Psoas major tendon shows insertion on tip of lesserr trochanter.
Iliacus shows insertion on base of lesser trochanter on anterior surface.
Quadratus femoris shows insertion on quadrate tubercle present on intertrochantric crest.
Gluteus maximus deep fibres shows partly insertion on gluteal tuberosity.
Adductor brevis and adductor longus shows insertion on area in between medial and lateral edge of linea aspera above and below respectively.
Adductor magnus shows insertion on area in between medial and lateral edge of linea aspera lateral to insertion of adductor brevis and adductor longus below ischial part shows insertion on adductor tubercle .

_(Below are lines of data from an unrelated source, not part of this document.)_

PR #203, opened 2016-10-04
improve request/util destructuring

dylans:
Suggestion from Kit in reviewing conference talk materials, as a way to improve our usage of destructuring.

### DIFF
--- a/src/request/util.ts
+++ b/src/request/util.ts
@@ -9,8 +9,8 @@ import UrlSearchParams from '../UrlSearchParams';
  */
 export function generateRequestUrl(url: string,
 		{ query, cacheBust }: RequestOptions = {}): string {
+	query = new UrlSearchParams(query).toString();
 	if (cacheBust) {
-		query = new UrlSearchParams(query).toString();
 		const bustString = String(Date.now());
 		query += query ? `&${bustString}` : bustString;
 	}
--- a/src/request/util.ts
+++ b/src/request/util.ts
@@ -5,13 +5,12 @@ import UrlSearchParams from '../UrlSearchParams';
  * Returns a URL formatted with optional query string and cache-busting segments.
  *
  * @param url The base URL.
- * @param options The options hash that is used to generate the query string.
+ * @param options The RequestOptions used to generate the query string or cacheBust.
  */
 export function generateRequestUrl(url: string,
-		{ cacheBust }: RequestOptions = {}): string {
-	let query = '';
+		{ query, cacheBust }: RequestOptions = {}): string {
 	if (cacheBust) {
-		query = new UrlSearchParams(cacheBust.query).toString();
+		query = new UrlSearchParams(query).toString();
 		const bustString = String(Date.now());
 		query += query ? `&${bustString}` : bustString;
 	}
--- a/src/request/util.ts
+++ b/src/request/util.ts
@@ -9,8 +9,9 @@ import UrlSearchParams from '../UrlSearchParams';
  */
 export function generateRequestUrl(url: string,
 		{ cacheBust }: RequestOptions = {}): string {
-	let query = new UrlSearchParams(cacheBust.query).toString();
+	let query = '';
 	if (cacheBust) {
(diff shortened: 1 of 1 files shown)


kitsonk (changes requested):
tabs not spaces... should run `grunt` to do a dev build prior to submission 😛

kitsonk:
Ping...

src/request/util.ts
```diff
@@ -7,14 +7,13 @@ import UrlSearchParams from '../UrlSearchParams';
  * @param url The base URL.
  * @param options The options hash that is used to generate the query string.
  */
-export function generateRequestUrl(url: string, options: RequestOptions): string {
+export function generateRequestUrl(url: string,
+		{ cacheBust }: RequestOptions = {}): string {
```
kitsonk: `query` needs to be de-structured as well to avoid the issue in line 12 which the compiler is complaining about, because now there is no `options`

kitsonk (changes requested):
Needs a change to compile properly.

dylans:
@kitsonk should compile properly. Lessons learned:
- Don't copy an example from a conference slide where tabs are converted to spaces
- Avoid grunt/npm hell
- JSDoc doesn't have a proper way to document this syntax (that we know of)

src/request/util.ts
```diff
@@ -9,7 +9,7 @@ import UrlSearchParams from '../UrlSearchParams';
  */
 export function generateRequestUrl(url: string,
 		{ cacheBust }: RequestOptions = {}): string {
-	let query = new UrlSearchParams(options.query).toString();
+	let query = new UrlSearchParams(cacheBust.query).toString();
```
kitsonk: `cacheBust.query` is not a thing...

``` ts
export function generateRequestUrl(url: string,
        { cacheBust, query }: RequestOptions = {}): string {
    let query = new UrlSearchParams(query).toString();
```

kitsonk (changes requested):
...

src/request/util.ts
```diff
@@ -7,14 +7,13 @@ import UrlSearchParams from '../UrlSearchParams';
...
  */
-export function generateRequestUrl(url: string, options: RequestOptions): string {
-	let query = new UrlSearchParams(options.query).toString();
-
-	if (options.cacheBust) {
-		const cacheBust = String(Date.now());
-		query += query ? '&' + cacheBust : cacheBust;
+export function generateRequestUrl(url: string,
+		{ cacheBust }: RequestOptions = {}): string {
+	let query = new UrlSearchParams(cacheBust.query).toString();
```
kitsonk: `cacheBust.query` is not a thing...

``` ts
export function generateRequestUrl(url: string,
        { cacheBust, query }: RequestOptions = {}): string {
    let query = new UrlSearchParams(query).toString();
```

kitsonk (changes requested):
...

src/request/util.ts
```diff
@@ -5,16 +5,15 @@ import UrlSearchParams from '../UrlSearchParams';
...
-export function generateRequestUrl(url: string, options: RequestOptions): string {
-	let query = new UrlSearchParams(options.query).toString();
-
-	if (options.cacheBust) {
-		const cacheBust = String(Date.now());
-		query += query ? '&' + cacheBust : cacheBust;
+export function generateRequestUrl(url: string,
+		{ query, cacheBust }: RequestOptions = {}): string {
+	if (cacheBust) {
+		query = new UrlSearchParams(query).toString();
```
kitsonk: This needs to be moved outside of the `if (cacheBust)` to preserve the logic you are replacing

kitsonk (changes requested):
Change in logic from original.

dylans:
Thanks @kitsonk . It is passing CI, though failing on code coverage (which is unchanged from prior to this PR).

kitsonk (approved):

kitsonk:
Actually it is an issue with the way Istanbul is detecting/instrumenting the destructuring in the compiled code.  It is seeing some branches there and they don't get covered in the down emit.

Iliacus shows insertion on upper triangular area of upper part of shaft.
Pectineus shows insertion on upper triangular area of upper part of shaft lateral to insertion of iliacus.
Other Attachments :
Ligamentum teres shows attachmnt on pit or fovea on head of femur.
Ilio-femoral ligament shows attachment on intertrochantric line.
Capsule of hip joint attached anteriorly on a line medial to intertrochantric line, above upper margin of neck near greater trochanter, below on lower margin of neck just above lesser trochanter, posteriorly on a line medial to intertrochantric crest.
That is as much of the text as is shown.